# Culpepper Outdoors Shoots



## Monster02 (Feb 17, 2014)

Culpepper Outdoors 2014 3D Archery Calendar

2014 Shoot Dates:
February 22nd Sat
March 15th Sat (Bow Fishing Tournament)
April 12th Sat
June 14th Sat
July 13th Sat
August 30th Sat (Hunting Tournament)

Money Class: $30.00
Open Money - 50yds max
Known 45 - 50yds max
***50% PAYBACK IN MONEY CLASSES***
Trophy Class: $20.00
Open Trophy- 50yds max
Hunter - Fixed pins or Sliders, no magnification, 12 inch stabilizer, 50yds max
Women Hunter- fixed pins or Sliders, no magnification, 40yds max
Young Adult- (15-17) 40yds max
Youth- (12-14) 30yds max
Traditional – Recurve or long bow, no sights - 25yds max

Trophy Class: $15.00
Eagles 8-11 25yds max (Must have parental supervision) 
Jr Eagles 7-below or free
Fun Shooters: $15.00
3-5 Shooters 1st Place Awarded, 6-10 Shooters 1st and 2nd Place Awarded, 11-Infinity Shooters 1st, 2nd and 3rd Place Awarded. 
Culpepper Outdoors will have a Shooter of the Year Competition for 2014. Open Money, K-50, Open Trophy, Men’s Hunter, Women’s Hunter, Young Adult, Youth, Traditional, Eagle’s and Jr Eagles.

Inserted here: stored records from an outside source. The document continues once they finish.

PR #949, opened 2020-05-06
Stops interfering with favicon and robots for proxies

simensen:
The stub we used for normal usage as it relates to favicon.ico and robots.txt may not be appropriate for proxies. I'm seeing some weird behavior. I'm not even sure what the current configuration *does*, exactly, but if I remove them entirely Nginx forwards all requests to the proxy which is what I expected.

If someone has a better idea I'd be up for it. :) Otherwise, I think this probably fits better with the intent of the proxies.


mattstauffer:
Thanks!

PR #950, opened 2020-05-07
Alias dev-master to 2.x-dev

simensen:
You all seem to be pretty good about updating cutting new releases and updating version numbers quickly, but I thought it would be nice to allow people to target `@dev` more easily (like `^2.10@dev` or something).

### DIFF
--- a/composer.json
+++ b/composer.json
@@ -37,5 +37,10 @@
     },
     "bin": [
         "valet"
-    ]
+    ],
+    "extra": {
+        "branch-alias": {
+            "dev-master": "2.x-dev"
+        }
+    }
 }


drbyte:
Ya, that's fair. And it helps target a version-specific `@dev` series too, instead of generic `@dev-master`.

drbyte:
@simensen Double-checking: merging this doesn't require tagging a new release for this alias to have immediate effect, does it?

simensen:
I am pretty sure as soon as it hits master and packaging picks it up it will be active regardless of any tagging. :)

mattstauffer:
Thanks Beau!!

Shooter of the year scoring will begin at the first shoot February 22, 2014 and will end August 30, 2014.
We have 5 schedule shoots during this period. We will take the best 4 scores for a total score. Shooters must have 4 scores to be a contender.
We will pick the Top 3 in each class and have a Shoot down. Each winner will receive a shooter of the year trophy or plaque, and T-Shirt.

As different venues are still being arranged, we will post directions to our shoots ASAP.

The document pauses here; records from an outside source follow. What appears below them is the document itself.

PR #954, opened 2020-05-26
Make tunnel services configurable

irazasyed:
This will let us configure the various tunnel services online using pattern based matching.

Examples (not included in code):

`valet/config.json`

*For more information contact Tell Lowe at (706)466-2928 or Casey Crawley at (706) 829-0288.

**** FOLLOW US ON OUR FACEBOOK PAGE CULPEPPER OUTDOORS OR GON FORUM FOR FUTURE UPDATES AND DETAILS
https://www.facebook.com/pages/Culpe...69684363086347
Culpepper Outdoors/Culpepper Ace Hardware, Evans & Thomson GA


----------



## Monster02 (Feb 17, 2014)

Feb 22 will be at the Beagle Club off of 150!


----------



## clemsongrad (Feb 17, 2014)

Coming from I-20 Exit 175,  Hwy 150 approximately 8.5 miles North past the turn to Mistletoe State Park...  will be on left.  You will pass Dozier rd on your right.

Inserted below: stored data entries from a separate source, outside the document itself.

PR #957, opened 2020-06-02
Add 'unpark' alias to 'forget' command

drbyte:
Sometimes I find myself wondering how to un-park a folder, and it takes me awhile to find `forget` in the list.
Adding `unpark` as an alias may be helpful.


mattstauffer:
🙌 I love it!

PR #958, opened 2020-06-02
Protect against un-parking Valet's core Sites folder

### LINKED ISSUE #956: Guard that `valet forget` cannot be run within `~/.config/valet/Sites`
A friend recently accidentally ran `valet forget` from within the `~/.config/valet/Sites` directory and it broke a lot of things. Let's make sure that `valet forget` can only reasonably run within directories that are forgettable, and if a directory is not forgettable, it should just bail out.

drbyte:
Fixes #956

### DIFF
--- a/cli/Valet/Configuration.php
+++ b/cli/Valet/Configuration.php
@@ -180,6 +180,11 @@ class Configuration
      */
     function removePath($path)
     {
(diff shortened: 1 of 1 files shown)


mattstauffer:
🙌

Or Coming from Pollards corner/Washington rd toward the lake - veer left onto hwy 150/Cobbham Rd.  Beagle club will be on your right 6.6 miles from Pollards Corner

Shooting times will start between 10am-2pm.  Must start by 2pm.


----------



## thompsonsz71 (Feb 17, 2014)

Known - range cards or rangefinders?


----------



## Monster02 (Feb 18, 2014)

bump!!


----------



## Monster02 (Feb 19, 2014)

Ttt


----------



## clemsongrad (Feb 21, 2014)

ttt


----------



## Hunter0884 (Feb 22, 2014)

Great shoot guys


----------



## dgmeadows (Apr 8, 2014)

Is the Culpepper shoot still happening this weekend ?

Let people know if you want them to come !


----------



## clemsongrad (Apr 8, 2014)

It has been cancelled...


----------



## dgmeadows (Apr 8, 2014)

clemsongrad said:


> It has been cancelled...



Bummer.... volleyball is finally over, and now there are no shoots around here anymore... guess I will have to go across the state. Need to shoot a qualifier anyway...


----------



## olinprice (Apr 8, 2014)

Do you need help or just need to cancel it


----------